I presume it crashes if the result of applying b to a is an atom.
[2 [b c]] is a "function" that, when applied to a, firstly applies c to a then applies the resulting product to the product of applying b to a.
[7 [b c]] is a "function" that, when applied to a, firstly applies b to a then applies c to the result. It is therefore just function composition.
Here is a reduction:
*[a [7 [b c]]] =>
*[a [2 [b [1 c]]]] =>
*[*[a b] *[a [1 c]]] =>
*[*[a b] c]
[8 [b c]] is a "function" that, when applied to a, firstly applies b to a then applies c to the ordered pair of that result and the original subject a.

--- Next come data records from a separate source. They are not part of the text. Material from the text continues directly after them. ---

PR #3069, opened 2023-05-08
workflow: add 6.1 and 6.3 kernels

rafaeldtinoco:
@yanivagman FYI, IMO would be good to have those included (and any issue fixed, like https://github.com/aquasecurity/tracee/pull/3067, before the 0.14.1).

These are 6.1 and 6.3 kernels from the upstream stable tree, being used in Ubuntu Jammy, and using the same kconfig values as Ubuntu does for 5.19 kernels (this way we can test upstream trees before Ubuntu releases them).

### DIFF
--- a/.github/workflows/debug-shell.yaml
+++ b/.github/workflows/debug-shell.yaml
@@ -25,6 +25,8 @@ on:
           - jammy519-arm64
           - focal419
           - focal419-arm64
+          - jammy6127
+          - jammy6301
 jobs:
   alma418:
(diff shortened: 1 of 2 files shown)


rafaeldtinoco:
Im only including the DEBUG SHELL for 6.1 and 6.3 kernels in this PR so I can further investigate why tracee is failing in those kernels (and enable the PR workflow for them once they're fixed).

I need to merge this orelse the debug shell workflow won't work and I won't be able to investigate.

PR #3092, opened 2023-05-10
Fix logger

josedonizetti:

The logger should be the first thing to initialize, as we have packages using it already, like: https://github.com/aquasecurity/tracee/blob/main/pkg/signatures/signature/signature.go#L23

There is also two simple commits to remove an old TODO, and clean up an `if` not used.


rafaeldtinoco (approved):
LGTM

PR #3099, opened 2023-05-12
docs: remove classic-docs

josedonizetti:

Remove classic-docs, with the upcoming issue to add `analyze` command, we will fully drop the support for tracee-rules and tracee-ebpf.


yanivagman (approved):
LGTM

Issue #2736, opened 2023-02-16
tracee: add subcomand to analyze events in a file


josedonizetti:
A user should be able to store events in a file, and then run the signatures events on this data to see if trigger any signature.

eg:
```
tracee --output json:/events.json
tracee --trace event=anti_debugging --input json:/events.json
```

In other words: *[[*[a b] a] c]
To do a reduction from line 30, we're going to need to make use of line 19, though, because after the first two steps:
*[a [8 [b c]]] =>
*[a [7 [[[7 [[0 1] b]] [0 1]] c]]] =>
*[*[a [[7 [[0 1] b]] [0 1]]] c] =>
we end up needing to know how to apply a formula whose left noun is a cell, not just an atom like we've been dealing with up until this point.
Line 19 basically says that a formula that doesn't start with an atom is treated as a list of formulas to apply, kind of like map would.
*[a [[b c] d]] [*[a [b c]] *[a d]]
Now we can continue our reduction of line 30:
*[a [8 [b c]]] =>
*[a [7 [[[7 [[0 1] b]] [0 1]] c]]] =>
*[*[a [[7 [[0 1] b]] [0 1]]] c] =>
*[[*[a [7 [[0 1] b ]]] *[a [0 1]]] c] =>
*[[*[*[a [0 1]] b] *[a [0 1]]] c] =>
*[[*[a b] a] c]
You may have noticed that the formula [0 1] is the identity operator. That is, *[a [0 1]] is a. This is clear from lines 21 and 12.
A note on terminology:
* takes a noun. A noun is either an atom (an unsigned integer) or a cell. A cell is an ordered pair of nouns.
*a crashes (hangs) if a is an atom (an unsigned integer) so it should be given a cell. The components of a cell given to * are the subject and the formula.
It's not made explicit in the spec, but a formula must be a cell otherwise * will crash.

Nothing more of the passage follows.